If you have a hard time saying “no” at work, try these ideas

The modern leader is constantly bombarded with ideas, suggestions, requests, questions, and complaints. Each one must be handled quickly, fairly and precisely – in some cases there isn’t much room for error, and in other cases the feelings of the other or one’s self-image make it hard to refuse or say the dreaded “no”.

How can you maintain your good relations with colleagues and team members without jeopardizing the quality of decision-making?

The answer is to decide on the outcome and then work on the messaging – how to break less-than-optimal news to the other person.

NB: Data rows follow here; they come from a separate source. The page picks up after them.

PR #1089, opened 2022-03-29
feat: introduce price update strategies

dhhyi:
## PR Type

[x] Feature

Prices are fetched whenever the `LoadProductSuccess` action is encountered. This happens also if the actual price is not being displayed.

## What Is the New Behavior?

- only fetch prices that are displayed (via context displayProperties)
- introduced two update strategies:
  - *stable*: fetch prices only once per application lifetime
  - *always*: re-fetch prices every time they are displayed
- when going to Product detail pages, the prices are updated if the product data is also updated (when completeness level `true` is chosen in `SelectedProductContextFacade`)

[ ] Yes
[x] No


dhhyi:
wait for integration of #1088

Eisie96 (approved):

PR #1096, opened 2022-03-30
perf: faster npm install

dhhyi:
## PR Type

[x] Build-related changes

## What Is the New Behavior?

`npm install` is executed with `--prefer-offline` and `--no-audit` for `clean` scripts and docker builds.

[ ] Yes
[x] No

## Other Information

[AB#75600](https://dev.azure.com/intershop-com/cefd1005-00a7-4c79-927f-a16947d1b2e6/_workitems/edit/75600)


Dockerfile
```diff
@@ -3,7 +3,7 @@ FROM node:16-alpine as buildstep
 ENV CI=true
 WORKDIR /workspace
 COPY package.json package-lock.json /workspace/
-RUN npm i --ignore-scripts
+RUN npm ci --prefer-offline --no-audit --ignore-scripts
```
shauke, line 6: How can any `npm ci` be faster then `npm i`? Only if there is nothing to clean anyways, right?
Is the switch to `ci` in the Docker files intentionally?

shauke (changes requested):

Dockerfile
dhhyi: Yes, docker builds should always use `npm ci`, because then it will fail if the lock-file is not in sync with the package.json.
The `--no-audit` switch makes it a bit faster. And you are right: docker builds never have anything to clean.

shauke (approved):

PR #1105, opened 2022-04-04
fix: hybrid approach adaptions

shauke:
## PR Type

[x] Bugfix

Hybrid approach did not work for anonymous users (missing functionality on ICM side).

## What Is the New Behavior?

* adapted `apiToken` cookie handling after ICM adaptions (ICM version ???) for anonymous baskets
* fix static file handling for CSS/JS files from ICM
* adapt mapping table

[x] No

## Other Information

Needs ICM 7.10.38.6-LTS or 7.10.32.16-LTS or newer.

[AB#75730](https://dev.azure.com/intershop-com/cefd1005-00a7-4c79-927f-a16947d1b2e6/_workitems/edit/75730)


nginx/templates/multi-channel.conf.tmpl
```diff
@@ -126,6 +126,26 @@ server {
...
+        proxy_set_header Host $http_host;
+        proxy_set_header X-Real-IP $remote_addr;
+        proxy_set_header X-Forwarded-For $proxy_add_x_forwarded_for;
+        proxy_set_header X-Forwarded-Proto $scheme;
+
+        proxy_no_cache true;
+        proxy_cache_bypass true;
+        add_header X-Cache-Status $upstream_cache_status;
+
+        proxy_pass {{ getenv "ICM_BASE_URL" }};
```
dhhyi, line 143: With that the `ICM_BASE_URL` becomes mandatory as an environment variable for nginx, which it shouldn't.

shauke: It now has a condition around this block. Does this look better?

By the way why does the next block use `$UPSTREAM_PWA` while it seams to do pretty much the same?
```
    # let ICM handle everything ICM related
    location ~* ^/INTERSHOP.*$ {
    ...
        proxy_pass {{ $UPSTREAM_PWA }};
    ...
```

dhhyi: Yes, with the condition it works.

The next block is used for the `PROXY_ICM` feature in the PWA SSR container, that also activates when `SSR_HYBRID` is active. So the question is, why do you actually need the additional block in the setup to go directly to the ICM instead of just letting the PWA SSR delegate it.

What was the original error? It couldn't resolve static files? CORS errors?

SGrueber:
The redirect after checkout still works as expected.

nginx/templates/multi-channel.conf.tmpl
shauke: statc_INTERSHOP_resources

I would say without this additional block it couldn't resolve static files and not CORS issues.
And it is probably right to directly let ICM handle the static files and leave out the SSR container also for performance reasons.

dhhyi (dismissed):

nginx/templates/multi-channel.conf.tmpl
dhhyi: 👍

Let’s talk about some ways to say “no” without the damage that it can cause to team dynamics.

1. Contingency or Timing

Everyone appreciates that timing is of the essence and multiple factors are always at play. Formulating that some other decisions (e.g. company budget) need to be finalized (and also go our way) before you can support the request is a reasonable way of saying you like the idea, it’s just a matter of waiting for the right moment and conditions to execute on it.

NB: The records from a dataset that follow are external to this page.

PR #1106, opened 2022-04-04
fix: checkout payment submit disabled check

carlosDjangoo:
## PR Type

[x] Bugfix
[ ] Feature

Caveat – If your excuse isn’t relevant or if it’s used too often, this can become transparent, and break trust. However, if the team is aware of the calendar and major events, and you’re upfront that things might go sideways, this is easy to enforce.

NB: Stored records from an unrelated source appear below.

PR #1108, opened 2022-04-07
feat: map errors into an object

ivopereira15:
## PR Type

[ X] Bugfix
[ X] Feature
[ ] Build-related changes
[ ] CI-related changes
[ ] Other: 

At this moment when we have more than one error we are showing an warning on browser console. This is a problem in the quick order because when we have more than one product with error/errors we dont show feedback to the customer.
Also when we are showing the error we dont know which product we are having the error.

## What Is the New Behavior?
With this change we are fixing two problems
- Show error when we have more than one
- Have the possibility to know which product is having an error.

We are adding a property named `causes` to the HttpError. This property will have the error message with more details and if it has will have the product sku.

Examples 
Quick order when we are trying to add two products
quickorder_tworproducts

[ ] Yes
[ X] No


dhhyi (dismissed):

dhhyi (dismissed):

M-Behr:
Thank you for your feedback. I see 3 variants to improve the error case behavior:

Var 1:
2 products could not be added. (--> general error)
The product quantity for these items in your cart... (--> reason summary for same errors)

Var 2:
2 products could not be added. (--> general error)
The product quantity for "Microsoft Surface Hub" in your shopping cart... (--> reason 1)
The product quantity for "Microsoft Surface Book" in your shopping cart... (--> reason 2)

Alternative: The product quantity for product with SKU "123456" in your shopping cart...
(Is this really helpful because we don't show SKUs in mini cart?)

Var 3:
If error handling is hard to overview in mini cart, we could display always shopping cart page in cases of errors or adjustments (see Wireframes).
image

We will check your solution and discuss if it's fits to our interaction guidelines.

M-Behr:
I discussed the error behavior with @SGrueber.
We want to jump to the cart page if we get multiple product errors after adding products to the cart. There we can display the individual errors directly on the product and make it much clearer. It should be look like that:

2022-04-25 13_41_10-Failed Inventory Check

We would continue to display error messages for a single product in the mini shopping cart. We would leave the behavior for this case as it is.

@ivopereira15 @dhhyi Is this behavior fine for you guys?

dhhyi:
@M-Behr Yes, the main goal for us is that errors are mapped and available, so if that part of the PR is okay, we are good. We have customized the display in our project using toasts 😉 
@SGrueber Will you take care of the behavior for the standard PWA?

cc @ivopereira15

SGrueber:
Yes, I will

SGrueber:
The error display in the mini basket looks like this now:

image

MaxKless:
Hi @ivopereira15, can you let me know why you used the `info` basket substate to track the errors & causes? Instead of the `error` substate?
It would seem a bit cleaner that way but maybe that comes with some additional disadvantages. Could you provide some context?

M-Behr (approved):

ivopereira15:
Hi all. @MaxKless 

The error substate its working only when you have a bad request. Like a Status Code: 422 Unprocessable Entity. This is a clear error message that will be handled by `addItemsToBasketFail`

Lets imagine in the quickorder (that was one the problems that we found) we are trying to add to cart two products. One that we will have an error and other will be success. The response is Status Code: 207 Multi-Status. 
That means we are not mapping to an error. We are going to the`addItemsToBasketSuccess` action and mapping to an info object.  

here what we receive from the request.
image


What i did was put that error inside the infos object. Since we already were showing alert/info error using the info object, could be a good idea to show the error too.
With that infos object we have the info and the errors on the same place.

This works fine for us but might was not the best approach.

src/app/core/facades/checkout.facade.ts
```diff
@@ -85,6 +85,7 @@ export class CheckoutFacade {
   basketChange$ = this.basketChangeInternal$.asObservable();
   basketError$ = this.store.pipe(select(getBasketError));
   basketInfo$ = this.store.pipe(select(getBasketInfo));
+  basketInfoError$ = this.basketInfo$.pipe(map(info => (info?.length ? info[0].error : undefined)));
```
MaxKless, line 88: Maybe this should be its own selector?

Also, maybe this is the wrong place to ask this so please let me know if that's the case but can you explain the store structure here a bit? @SGrueber 
image

How come there's both a `basket.info` as well as a `info` substate in the basket state?

MaxKless (changes requested):

src/app/core/facades/checkout.facade.ts
SGrueber: basket.info contains info of the get basket (or the result of any call that returns the whole basket ). The info sub state contains the info of the last basket operation, e.g. addProductToCart. Because after each basket operation a get basket is triggered we need both info values.

SGrueber:
has been merged by #1230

2. Authority: Not in my hands

This is an old favorite – “I’m just the messenger” – passing along the bad news from management, making it possible for you to say if you were in a position of power, you may have been able to help more.

Caveat – Reduces our perceived authority on a relative basis, and some people may feel emboldened to go “over your head” the next time. To prevent this, you can be transparent about decisions you can make and those you can’t, and enforce lines of communication to prevent unpleasantness.

3. Feasibility: Not possible

The shortest end run is when we have objective metrics that allow us to say no without any personal elements getting involved – not enough time, not enough money, not technologically or legally possible, etc.

Caveat – Most decisions are more a matter of relative value or a mix of objective and subjective. You can lean on the objective numbers to an extent, but may have to add on layers like “strategic priority” to push things over the edge.

4. Mixed answer: Yes and No (Yes to part of it, No to part of it)

Though we’d dearly like to avoid long-drawn out discussions, sometimes it really is “it depends on…”. You may find the problem or concern valid, but not the solution. Or there’s part of the solution that works, other parts need to be finessed, or the concept may work, but the execution doesn’t. In short, the longer conversation may be the way forward. Regardless, the goal is to collaborate on a more complete answer to the problem or the execution of the solution.

Caveat – This approach, obviously, takes more time, but it may be worth it to foster collaboration and engagement. Just keep an eye on the clock.

Closing thoughts: When should it just be a NO?

You will notice that all the above techniques work ONLY if the leader is as transparent and upfront as possible with the team members. While saying “no” is something we want to minimize, that can never take precedence over trust and authenticity.

In fact, there are some situations when you may well want to say “no” – if enforcing discipline, or a learning moment, or if the pathos between you and the other establishes that “this is not personal”, i.e., both are direct-communication-style personalities.

In the end, avoiding saying “no” is not about avoiding pain to the other, it is about fostering a work environment that is collaborative, learning oriented and yet being upfront about the reality that life and work are complex, so sometimes, answers are just not that simple.